Agostino Brunias (c. 1730 – 2 April 1796) was an Italian painter who was primarily active in the West Indies. Born in Rome around 1730, Brunias spent his early career as a painter after graduating from the Accademia di San Luca. After he befriended prominent Scottish architect Robert Adam and accompanied him back to Britain, Brunias left for the British West Indies to continue his career in painting under the tutelage of Sir William Young. Although he was primarily commissioned to paint the various planter families and their plantations in the West Indies, he also painted several scenes featuring free people of colour and cultural life in the West Indies. Brunias spent most of his West Indian career on the island of Dominica, where he would die in 1796. Historians have made disparate assessments of Brunias's works; some praised his subversive depiction of West Indian culture, while others claimed it romanticised the harshness of plantation life. Haitian revolutionary Toussaint Louverture was a prominent admirer of his work.

Contents

Early life

An engraving after an oil painting of Agostino Brunias titled Barbados Mulatto Girl. The Barbadoes Mulatto Girl.jpg
An engraving after an oil painting of Agostino Brunias titled Barbados Mulatto Girl.
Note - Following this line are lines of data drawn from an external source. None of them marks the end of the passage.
PR #1085, opened 2022-09-27
Fsdp ptd

ruanslv:
- Disable prefetching (re-enable 2 PG backward)
- Check queue at the beginning of all-gather
- Update queue after a free event


min-xu-ai:
Just curious, is this PR trying to the "limiter" thing as PTD's fsdp here?

ruanslv:
Yes exactly. `events[-1].synchronize()` doesn't seem to be working as is, however.

PR #1086, opened 2022-10-04
Fix gradient accumulation

### LINKED ISSUE #1062: AdaScale with gradient accumulation: Sum or average of gradients?
Hi!

I am wondering what is the intended way to implement gradient accumulation when using AdaScale. Usually, for gradient accumulation, I would use a training loop like this

    for i, (X, y) in enumerate(train_loader):
        if (i+1) % num_accum_steps == 0:
            loss = loss_fn(model(X), y) / num_accum_steps
            loss.backward()
            opt.step()
            opt.zero_grad()
        else:
            with model.no_sync():
                loss = loss_fn(model(X), y) / num_accum_steps
                loss.backward()

That is, when the optimizer step is applied, the gradient stored in `p.grad` is the **average** gradient across accumulation steps. However, this [line](https://github.com/facebookresearch/fairscale/blob/main/fairscale/optim/adascale.py#L460) in the AdaScale code makes me think that AdaScale expects `p.grad` to contain the **sum** of gradients across accumulation steps.

Could somebody clarify what's the intended way?

Thanks!

cyugao:
Add ``is_scaled_loss`` flag to support both scaled / unscaled loss Fix ``test_grad_accum`` and``test_set_num_gradients_to_accumulate``

## What does this PR do?
Fixes #1062.

## Before submitting

- [x] Did you have fun?
  - [ ] N/A
  - [ ] N/A
  - [ ] N/A
  - [ ] N/A

## PR review

### DIFF
--- a/fairscale/optim/adascale.py
+++ b/fairscale/optim/adascale.py
@@ -130,16 +130,17 @@ class AdaScale(Optimizer):
             between each optimizer step. This can be changed during
             training as long as the train loop changes gradient accumulation
             accordingly.
+            The loss in each pass can be either scaled or unscaled. See `is_scaled_loss` below.
             Default to 1, which does not accumulate gradients.
+        is_scaled_loss (bool):
+            If True, assume that the loss is scaled by `num_gradients_to_accumulate`.
+            If False, the loss is not scaled.
+            Default: True.
         debias_ewma (bool):
             (experimental) Use debias exponential moving average
             for smoothing and mu and sigma variables. False will
             use the method in the paper's Appendix B.3.
             Default: True, which is what have been validated so far.
-        is_scaled_loss (bool):
-            If True, assume that the loss is scaled by ``num_gradients_to_accumulate``.
-            If False, the loss is not scaled.
-            Default: True.
     """
 
     def __init__(
@@ -149,8 +150,8 @@ class AdaScale(Optimizer):
         scale: Optional[float] = None,
         smoothing: float = None,
         num_gradients_to_accumulate: int = 1,
-        debias_ewma: bool = True,
         is_scaled_loss: bool = True,
+        debias_ewma: bool = True,
     ):
         # Init hook_handles list, otherwise, a partial init'ed object may fail in ``__del__``.
         self._hook_handles: List[Any] = []
@@ -468,8 +469,11 @@ class AdaScale(Optimizer):
         if self._num_grads_to_accum > 1:
             # Handle scaling for for gradient accumulation
             if self._is_scaled_loss:
+                # If loss is scaled down, we need to scale the local gradients back by a factor of _num_grads_to_accum squared;
+                # total_grad_sqr is already scaled by _num_grads_to_accum squared.
                 local_grad_sqr *= self._num_grads_to_accum**2
             else:
+                # If loss is not scaled, local gradients are correct, but we need to scale the total_grad_sqr down to account for gradient accumulation.
                 total_grad_sqr /= self._num_grads_to_accum**2
 
         # See appendix B.3 of the paper.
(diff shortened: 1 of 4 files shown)


fairscale/optim/adascale.py
```diff
@@ -136,6 +136,10 @@ class AdaScale(Optimizer):
             for smoothing and mu and sigma variables. False will
             use the method in the paper's Appendix B.3.
             Default: True, which is what have been validated so far.
+        is_scaled_loss (bool):
```
min-xu-ai, line 139: Can you add to line 132 above and refer to this option so that people know there are 2 ways to do grad_accum?

fairscale/optim/adascale.py
```diff
@@ -453,17 +459,19 @@ def _final_callback(self) -> None:
...
-            # np array doesn't support /=.
-            total_grad_sqr = total_grad_sqr / (self._num_grads_to_accum**2)
 
         # Wait for all_reduce to be done and move it to cpu & np.
         if work:
             work.wait()
         local_grad_sqr = self._local_grad_sqr.cpu().numpy()
 
+        if self._num_grads_to_accum > 1:
+            # Handle scaling for for gradient accumulation
```
min-xu-ai, line 469: Can you expand this comment and document the reason behind line 471 and 473? It is not easy to understand and we may forget its reasons without detailed explanation here. :)

fairscale/optim/adascale.py
```diff
@@ -453,17 +459,19 @@ def _final_callback(self) -> None:
...
+            if self._is_scaled_loss:
+                local_grad_sqr *= self._num_grads_to_accum**2
+            else:
+                total_grad_sqr /= self._num_grads_to_accum**2
```
min-xu-ai, line 473: interesting, `/=` not worked in the past, maybe newer numpy works with it now?

fairscale/optim/adascale.py
```diff
@@ -509,7 +517,12 @@ def step(self, *args: Any, **kwargs: Any) -> Optional[float]:
         original_lr = []
         for idx, param_group in enumerate(self._optimizer.param_groups):
             original_lr.append(param_group["lr"])
-            param_group["lr"] = self.gain(pg_idx=idx) * param_group["lr"]
+            if self._num_grads_to_accum > 1 and not self._is_scaled_loss:
+                # Divide by num_grads_to_accum to account for gradient accumulation.
```
min-xu-ai, line 521: this comment only states the same info as the code, which is not very useful. Let's explain that when scaled loss is not used, the gain computed is correct, but in order to match what DDP does, we need to scale the grad back by N.

However, with momentum, scale LR by N here is not the same as scale the param.grad by N in the DDP case, right?

tests/optim/test_single_node_adascale.py
```diff
@@ -194,16 +195,23 @@ def test_lr_scheduler():
 
 @skip_if_no_cuda
 @pytest.mark.parametrize("debias_ewma", [True, False])
-def test_add_param_group(debias_ewma):
-    """Test AdaScale supports add_param_group() API."""
+@pytest.mark.parametrize("is_scaled_loss", [True, False])
```
min-xu-ai, line 198: very nice to introduce a bool for this

tests/optim/test_single_node_adascale.py
```diff
@@ -82,14 +82,14 @@ def test_grad_accum(test_case, cpu):
         in_data_0 = Tensor(in_data[0])
         if not cpu:
             in_data_0 = in_data_0.cuda()
-        out = model(in_data_0)
-        out.sum().backward()
+        loss = model(in_data_0).sum() / 2
```
min-xu-ai, line 85: in this test, can we add expected grad to adascale_test_data on line 63? That would explicitly check that the grad in all three cases below are the same:
1. ddp
2. grad with loss scale
3. grad without loss scale but with a final grad avg step

This should ensure there is no bug I suspected above in the step() function.

min-xu-ai (commented):
Very nice! I have a few minor suggestions and a one question below.

fairscale/optim/adascale.py
cyugao: I think if you use `a /= 2` when `a` is an integer array it will break since the result will be float, otherwise it should be fine?

min-xu-ai (approved):
LGTM! Good luck merge it.

PR #1106, opened 2023-02-17
Remove `torch._six` from `__init__.py`

malfet:
Just use `torch.inf`, as torch._six is gone after https://github.com/pytorch/pytorch/pull/94709


min-xu-ai:
Thanks!

PR #1110, opened 2023-03-08
Fix bibtex entry

mrbaozi:
I was using FairScale for a publication and noticed that the bibtex entry leads to a reference like `authors, FairScale` or `authors, F.`. I'm guessing this is not intended and should rather read as `FairScale authors`. For this, the author field needs to be wrapped in an additional pair of braces (so as to be interpreted as one unit by (bib)latex).

This PR simply fixes that.


min-xu-ai:
Thanks!

PR #1389, opened 2025-02-18
ERM-3580, feat: Add checkbox functionality to package list

MonireRasouli:
- Implemented a checkbox in the header of the MultiColumnList to allow users to select/deselect all packages on the current page.
- Added individual checkboxes for each package row to enable selection of specific packages.
- Added Atction button for synchronising and pause the synchronising packages


EthanFreestone:
Approved, small changes made to:
- Prevent sorting by "select", since that's not a persisted value
- Tweak sync send and callout logic, since they were really doing the same thing, there was no need to separate those
- Change over to using only selectedPackageIds rather than 2 states

@MonireRasouli Good work on this, have a check hen you get a chance to double check these changes make sense to you and you don't have any questions/it won't affect your testing

PR #1392, opened 2025-02-21
refactor: move settings over to newer useSettings shape for neatness

EthanFreestone:


EthanFreestone:
In draft until stripes kint components is released as expected

PR #1394, opened 2025-03-03
ERM-3628 When there is a single search result in the agreements searc…

CalamityC:
…h, the results continually refresh

* change useEffect in AgreementsRoute


src/routes/AgreementsRoute/AgreementsRoute.js
```diff
@@ -127,9 +127,13 @@ const AgreementsRoute = ({ children, history, location, match }) => {
 
   useEffect(() => {
     if (agreementsCount === 1) {
-      history.push(`${urls.agreementView(agreements[0].id)}${location.search}`);
+      const newUrl = `${urls.agreementView(agreements[0].id)}${location.search}`;
```
EthanFreestone, line 130: I like the logic to check we're not overwriting with the same url repeatedly, but I would lower the threshold for "the same" to not include `${location.search}`.


ie newUrl is the url built from id, and the comparator is location.pathname, if they're not the same THEN history.push to `url(agreementId)${location.search}`

EthanFreestone (changes requested):

EthanFreestone:
This was marked as [cannot reproduce](https://folio-org.atlassian.net/browse/ERM-3628), so I'm going to close this PR for now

Brunias was born in Rome c. 1730; the exact day and month of his birth is uncertain. His first name has been recorded in various ways, including Abraham, Alexander, August, or Austin, while his surname has been recorded as Brunais and Brunyas. [1] [2] He became a student at the Accademia di San Luca, one of the most prestigious art institutions in Rome. In 1752, he exhibited an oil painting, and in 1754 he won Third Prize in the Second Class for painting. [3] [4] Brunias met the prominent Scottish architect Robert Adam, who was on a Grand Tour studying the "magnificent ruins of Italy" between 1754 and 1756. Adams employed Brunias in his workshop in Rome, and Brunias accompanied Adams on his return to Britain in 1758. Brunias worked as a draughtsman and painter on many of Adam's building projects in Britain. Adam, praising his works, called Brunias a "bred painter". His murals and paintings covered the interior walls of several stately homes of the British upper class. [1] [2] [3] Surviving examples of Brunias' early work include five paintings in the classical style, which were commissioned to decorate the breakfast room at Kedleston Hall, now housed at the Victoria and Albert Museum. [5] By 1762, Brunias was residing in Broad Street, Carnaby Market, London and in 1763 and 1764, he exhibited at the Free Society of Artists. [3] [2]

Career in the West Indies

At the end of 1764, Brunias left London for the British West Indies under the employ of Sir William Young. Young was at that time newly-appointed "President of the Commission for the Sale of Ceded Lands in Dominica, Saint Vincent, Grenada and Tobago", following the Treaty of Paris, where the French had ceded the territories in the Lesser Antilles to the British. Then in 1768 Sir William Young was appointed Lieutenant Governor of Dominica, and in 1770 Young was appointed Governor of Dominica. Brunias accompanied Young on his travels through the West Indies. The opportunity provided him with subject matter including indigenous Carib life and evolving 18th-century creole cultures. His first sketches of the West Indies were done in Bridgetown in 1765, one of which was turned into a popular engraving titled "Barbados Mulatto Girl." Following Sir William Young, Brunias settled in settled in Dominica's capital, Roseau. [1] From the West Indies, Brunias submitted two drawings to the Society of Artists' exhibition of 1770 in London. [2] [6] Governor Young remained Brunias' primary patron until 1773, when he returned home to Britain.[ citation needed ]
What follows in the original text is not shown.